Charles Wang remains president and CEO of the firm.
Gottschalk, who is a partner at the powerhouse law firm of Williams Mullen in Richmond, declined to comment on the state’s decision not to pursue GreenTech. Anderson, who also left state government when Kaine left office, could not be reached.
In his analysis of GreenTech, Anderson raised several questions about its viability. Specific queries focused on the engineering and marketability of GTA’s “MyCar” neighborhood electric vehicle:
- “In what vehicle(s) and where has this hybrid powertrain technology been successfully demonstrated and/or certified?
- “How does the ‘super platform’ technology differ from the cost competitive, shared global platform manufacturing strategy currently utilized by several market lead(ers)?
- “How will GreenTech be cost competitive, given that capital investment, job creation and acreage requirements are (redacted) percent to (redacted) percent of recent automotive assembly projects with comparable annual production capacity?”
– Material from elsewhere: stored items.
PR #3151, opened 2019-09-16
BS: Add metrics for the keepalive messages

karampok:
This PR works the first bullet on https://github.com/scionproto/scion/issues/3104
```
# HELP bs_keepalive_receive_msgs_total Total number of received keepalive msgs.
# TYPE bs_keepalive_receive_msgs_total counter
bs_keepalive_receive_msgs_total{ifid="1",result="success"} 118
bs_keepalive_receive_msgs_total{ifid="2",result="success"} 118
# HELP bs_keepalive_transmit_msgs_total Total number of transmitted keepalive msgs.
# TYPE bs_keepalive_transmit_msgs_total counter
bs_keepalive_transmit_msgs_total{ifid="1",result="process_err"} 118
bs_keepalive_transmit_msgs_total{ifid="2",result="process_err"} 118
```

---
This change is [Reviewable](https://reviewable.io/reviews/scionproto/scion/3151)

### DIFF
--- a/go/beacon_srv/internal/keepalive/BUILD.bazel
+++ b/go/beacon_srv/internal/keepalive/BUILD.bazel
@@ -11,6 +11,7 @@ go_library(
     visibility = ["//go/beacon_srv:__subpackages__"],
     deps = [
         "//go/beacon_srv/internal/ifstate:go_default_library",
+        "//go/beacon_srv/internal/metrics:go_default_library",
         "//go/beacon_srv/internal/onehop:go_default_library",
         "//go/lib/addr:go_default_library",
         "//go/lib/common:go_default_library",
@@ -50,6 +51,7 @@ go_test(
         "//go/lib/topology:go_default_library",
         "//go/lib/xtest:go_default_library",
         "@com_github_golang_mock//gomock:go_default_library",
-        "@com_github_smartystreets_goconvey//convey:go_default_library",
+        "@com_github_stretchr_testify//assert:go_default_library",
+        "@com_github_stretchr_testify//require:go_default_library",
     ],
 )
--- a/go/beacon_srv/internal/keepalive/handler.go
+++ b/go/beacon_srv/internal/keepalive/handler.go
@@ -19,6 +19,7 @@ import (
 	"time"
 
 	"github.com/scionproto/scion/go/beacon_srv/internal/ifstate"
+	"github.com/scionproto/scion/go/beacon_srv/internal/metrics"
 	"github.com/scionproto/scion/go/lib/addr"
 	"github.com/scionproto/scion/go/lib/common"
 	"github.com/scionproto/scion/go/lib/ctrl/ifid"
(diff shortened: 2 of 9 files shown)


karampok:
___
*[go/beacon_srv/internal/keepalive/handler.go, line 102 at r1](https://reviewable.io/reviews/scionproto/scion/3151#-LoueWwP00RfIjMpZiMS:-LoxuUcG9Dg6RM_1J9eA:b-o7381o) ([raw file](https://github.com/scionproto/scion/blob/8c3e535e90cba495ff25fcbc15f6b279d56e546b/go/beacon_srv/internal/keepalive/handler.go#L102)):*

same, probably different err message. e.g. `err_processing`
</blockquote></details>

I have on purpose avoid having  label on what error  it is.
The idea is that we have an alert on a metric error that will show the errors   on bs on server X are increasing.  In that moment ops should go to logs to see details. What do you think?

karampok:
___
*[go/beacon_srv/internal/keepalive/metrics.go, line 37 at r1](https://reviewable.io/reviews/scionproto/scion/3151#-LouEto19amJTzVm5JQE:-Loxy92x7IVCPkyjCW3k:b-s10jhu) ([raw file](https://github.com/scionproto/scion/blob/8c3e535e90cba495ff25fcbc15f6b279d56e546b/go/beacon_srv/internal/keepalive/metrics.go#L37)):*

instead of having `outMsg` and `outErr`, have one counter vector with labels that distinguish the results.
This allows for easy sums in promql
e.g. labels: `ifid: {1,2,...} , `result`= { "success", "err_payload", "err_send", "err_db"}

`bs_keepalive_sent_total(ifid, result) count`
`bs_keepalive_received_total(ifid, result) count`



</blockquote></details>

Having labels with high cardinality will blow up eventually the prometheus server.
https://prometheus.io/docs/practices/naming/#labels (the yellow box).

And i followed the approach of node_exporter which is
node_network_{transmit,receive}_{bytes,error} and all metrics from component X should have the same labels (e.g. env=prod, os=linux)

karampok:
___
*[go/beacon_srv/internal/keepalive/metrics.go, line 25 at r1](https://reviewable.io/reviews/scionproto/scion/3151#-LouTS-PC0l1vKdQAHvo:-Loy5_be9rsAb-NrRnqE:byjbl2s) ([raw file](https://github.com/scionproto/scion/blob/8c3e535e90cba495ff25fcbc15f6b279d56e546b/go/beacon_srv/internal/keepalive/metrics.go#L25)):*

I would maybe add them to the variable declaration. So it's a bit closer and would maybe be seen when doing refactorings.
</blockquote></details>

I think this would add more confusion, so I remove them. In all case you can grep by `transmit_msgs_total`

karampok:
___
*[go/beacon_srv/internal/keepalive/metrics.go, line 44 at r1](https://reviewable.io/reviews/scionproto/scion/3151#-Loub0Cp1D7zTokvDIpy:-Loy5nBnE2PGyWs4Q_2W:bozrxep) ([raw file](https://github.com/scionproto/scion/blob/8c3e535e90cba495ff25fcbc15f6b279d56e546b/go/beacon_srv/internal/keepalive/metrics.go#L44)):*

the way this is done now, you could also simply use a `init` function.
there is no way of using the package without calling `InitMetrics` first anyway.
</blockquote></details>

I like the `init` function. Do you think we still need the `initOnce.Do`?
Or you prefer to do exactly as your `beaconing/metric` implementation with a struct?

karampok:
___
*[go/beacon_srv/internal/metrics/keepalive.go, line 35 at r2](https://reviewable.io/reviews/scionproto/scion/3151#-Lp2v1206mZ7n6Kibzcu:-Lp30h3g5L3XMG_np2xL:b2fed6p) ([raw file](https://github.com/scionproto/scion/blob/fbb7782e9c70ce16a7fd999d4e51177850eb74d0/go/beacon_srv/internal/metrics/keepalive.go#L35)):*

`Values`
</blockquote></details>

Why do we need to export that?

PR #3180, opened 2019-09-24
bs: remove convey from beaconing handler

karampok:
As part of the general remove convey effort

---
This change is [Reviewable](https://reviewable.io/reviews/scionproto/scion/3180)


karampok:
The changed were as part of https://github.com/scionproto/scion/pull/3186

PR #3271, opened 2019-10-23
Add String() to snet.Path interface

sustrik:
Useful for logging & debugging purposes.

---
This change is [Reviewable](https://reviewable.io/reviews/scionproto/scion/3271)


karampok:
Without being able to see how it is being used, I can not really have a review of the implementation.
I would suggest given the size is small that you insert the changes in the first time you actually make use of it.


Otherwise we can pair programming and you provide me a temporary branch where this commit is being used and show what I observe before and after.

PR #3332, opened 2019-11-06
Refactor overlay addresses to always use net.IP

scrye:
We currently do not support any other overlay L3. Also, the overlay
connection objects always expect IP addresses. This makes the
net.IP address requirement explicit in the overlay address constructor.
Also, the constructor can no longer error out.

---
This change is [Reviewable](https://reviewable.io/reviews/scionproto/scion/3332)


scrye:
*[a discussion](https://reviewable.io/reviews/scionproto/scion/3332#-Lt_26EK1UJQD5w0Q3ez:-Lt_26EM3EihKhHxkU6h:b45n0yr) (no related file):*
Full acceptance run: https://buildkite.com/scionproto/acceptance/builds/615.

---

Issue #3016, opened 2019-08-20
test: Get rid of goconvey


oncilla:
Goconvey is slightly painful to work with. Also, upstream seems very inactive.

The vanilla golang sub-tests provide the functionality we need already.

matzf:
The following packages still use `goconvey`:
- `dispatcher/internal/registration` (~400 LoC)
- `pkg/sock/reliable/reconnect` (~550 LoC)
- `private/revcache` (~550 LoC)

PR #3358, opened 2019-11-12
godispatcher: remove convey

karampok:
Contributes #3016

---
This change is [Reviewable](https://reviewable.io/reviews/scionproto/scion/3358)

### DIFF
--- a/go/godispatcher/internal/registration/iatable_test.go
+++ b/go/godispatcher/internal/registration/iatable_test.go
@@ -18,159 +18,155 @@ import (
 	"net"
 	"testing"
 
-	. "github.com/smartystreets/goconvey/convey"
+	"github.com/stretchr/testify/assert"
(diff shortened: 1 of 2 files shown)


scrye:
___
*[go/godispatcher/internal/registration/table_test.go, line 199 at r1](https://reviewable.io/reviews/scionproto/scion/3358#-Lt_1A0nAZCDNdABt527:-Ltd_LIx0cFCwp06OdEP:be79e02) ([raw file](https://github.com/scionproto/scion/blob/2f1efd25cb779c9fc3717a1d206ffe8bf516656c/go/godispatcher/internal/registration/table_test.go#L199)):*

Is there an issue to remove everything around Binds?
I would suggest we let it until that story is implemented.
</blockquote></details>

Fair enough, this can wait.

PR #3366, opened 2019-11-12
Do not use snet global state

### LINKED ISSUE #3135: snet: Get rid of package global network
Package globals are bad.
If an application really wants an application global network, it should just create it.

karampok:
Do not use snet global state

* Changes the code of {pingpong, integration, sig} to not use the
global state of snet pkg

*Remove code around global state in snet pkg

Fixes #3135

---
This change is [Reviewable](https://reviewable.io/reviews/scionproto/scion/3366)

### DIFF
--- a/go/examples/pingpong/pingpong.go
+++ b/go/examples/pingpong/pingpong.go
@@ -56,24 +56,22 @@ const (
 )
 
 var (
-	local  snet.Addr
-	remote snet.Addr
-	file   = flag.String("file", "",
-		"File containing the data to send, optional to test larger data (only client)")
-	interactive = flag.Bool("i", false, "Interactive mode")
-	id          = flag.String("id", "pingpong", "Element ID")
-	mode        = flag.String("mode", ModeClient, "Run in "+ModeClient+" or "+ModeServer+" mode")
-	sciond      = flag.String("sciond", "", "Path to sciond socket")
-	dispatcher  = flag.String("dispatcher", "", "Path to dispatcher socket")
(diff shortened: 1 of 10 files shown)


scrye:
___
*[go/sig/sigcmn/common.go, line 84 at r3](https://reviewable.io/reviews/scionproto/scion/3366#-Ltd_YzF-duIvSJC3hF-:-Ltd_YzF-duIvSJC3hF0:bzhlis) ([raw file](https://github.com/scionproto/scion/blob/65dacc6581ec52b0a7247c2b5656a711e624459d/go/sig/sigcmn/common.go#L84)):*
> ```Go
> }
> 
> // initSNET initializes snet. Tries in second interval until sdCfg.InitialConnectPeriod is up.
> ```

I checked the code and it's not safe to remove this yet. In https://github.com/scionproto/scion/issues/3377 we can revisit this.

scrye:
___
*[go/sig/sigcmn/common.go, line 84 at r3](https://reviewable.io/reviews/scionproto/scion/3366#-Ltd_YzF-duIvSJC3hF-:-Ltd_lcE3cH7TJ9hl05m:b6rv81b) ([raw file](https://github.com/scionproto/scion/blob/65dacc6581ec52b0a7247c2b5656a711e624459d/go/sig/sigcmn/common.go#L84)):*

I checked the code and it's not safe to remove this yet. In https://github.com/scionproto/scion/issues/3377 we can revisit this.
</blockquote></details>

By safe to remove, I mean the initialization loop in the `for` below.

PR #3370, opened 2019-11-13
Reduce usage of hostinfo.Host

### LINKED ISSUE #3295: Remove hostinfo.Host from every package except sciond API
`hostinfo.Host` is a serialization format for addresses passed through the SCIOND client API. No other code should depend on this wire format.

`UDPAddr` should be used instead wherever possible.

Related issue: https://github.com/scionproto/scion/issues/1842 (although it mostly concerns capnp wire format changes, rather than the other uses of the type).

lukedirtwalker:
Instead use *net.UDPAddr

Fixes #3295

---
This change is [Reviewable](https://reviewable.io/reviews/scionproto/scion/3370)

### DIFF
--- a/go/integration/cert_req/BUILD.bazel
+++ b/go/integration/cert_req/BUILD.bazel
@@ -11,7 +11,6 @@ go_library(
         "//go/lib/addr:go_default_library",
         "//go/lib/common:go_default_library",
         "//go/lib/ctrl/cert_mgmt:go_default_library",
-        "//go/lib/hostinfo:go_default_library",
         "//go/lib/infra:go_default_library",
         "//go/lib/infra/disp:go_default_library",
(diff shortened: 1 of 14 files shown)


scrye:
*[a discussion](https://reviewable.io/reviews/scionproto/scion/3370#-Lt_4Urf9e54Tmak8KK-:-LtdCShE1gps1znZXLt8:btd5a1r) (no related file):*

Done. Added them pretty much everywhere.
</blockquote></details>

Looks good. Maybe add a `copyIP` function to `hostinfo` and `itopo`? It's very easy to make a mistake in one of the indices, and it's not caught by the compiler. Having every package that does extensive copying have a function is cleaner.

Don't make it a global package `util` or `common` function, I think that's overkill.

---

PR #3372, opened 2019-11-13
Install python3 version of supervisor, ditch pip2

matzf:
This change is [Reviewable](https://reviewable.io/reviews/scionproto/scion/3372)


matzf:
Note: somewhat disappointingly, the debian step still installs python2.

Turning to financing, Anderson asked the bottom-line question: “What capital contribution currently exists?”
No answers were reported by VEDP.
Mindful that GreenTech was simultaneously negotiating with Mississippi, Anderson asked the company for a “better understanding (of GTA’s) unique value proposition for a successful start-up of operations in (redacted), especially in light of GreenTech’s recent announcement to establish a $1 billion and 1,500 employee assembly plant operation in Mississippi.”
GreenTech then informed the Virginia officials that it would choose one state or the other.
While Kaine and his successor, Republican Gov. Bob McDonnell balked, the Mississippi Development Authority under then-Gov. Haley Barbour came through with a multimillion-dollar public-financing package to locate the GTA plant in economically stressed Tunica County.
A decade of “growth and prosperity” tax exemptions, plus $8 million in grants and loans, free land and other incentives, including rebates to the company for a share of state income tax withheld from employees, were pledged by the state in exchange for GreenTech’s commitment to raise $60 million in capital (public funds included) and hire 350 workers by the end of 2014.
At the time, McAuliffe valued the Mississippi deal at $15 million.
Mississippi officials did not reference EB-5 investor financing in their 2011 Memorandum of Understanding with the company. Nor have officials there disclosed how much capital the company has raised on its own so far.
“I don’t want to go into specifics,” said James Dunn, president of the Tunica County Board of Supervisors. “Our focus is to continue to support (the GreenTech venture). Hopefully, we’ll have the jobs.”
GTA says it currently has 100 workers at a small, leased facility in nearby Horn Lake. That number could not be confirmed by local officials.
The EB-5 program requires that 10 jobs be created, directly or indirectly, for every $500,000 of foreign investment. Under EB-5 rules, the jobs wouldn’t necessarily have to be at GreenTech.
GreenTech and Gulf Coast Funds Management – both privately held companies – did not respond to Watchdog’s repeated questions about their financial status or GTA’s car production.
The U.S. Citizenship and Immigration Service, which authorizes EB-5 regional centers to collect foreign-investors’ money, does not disclose the finances of individual regional centers.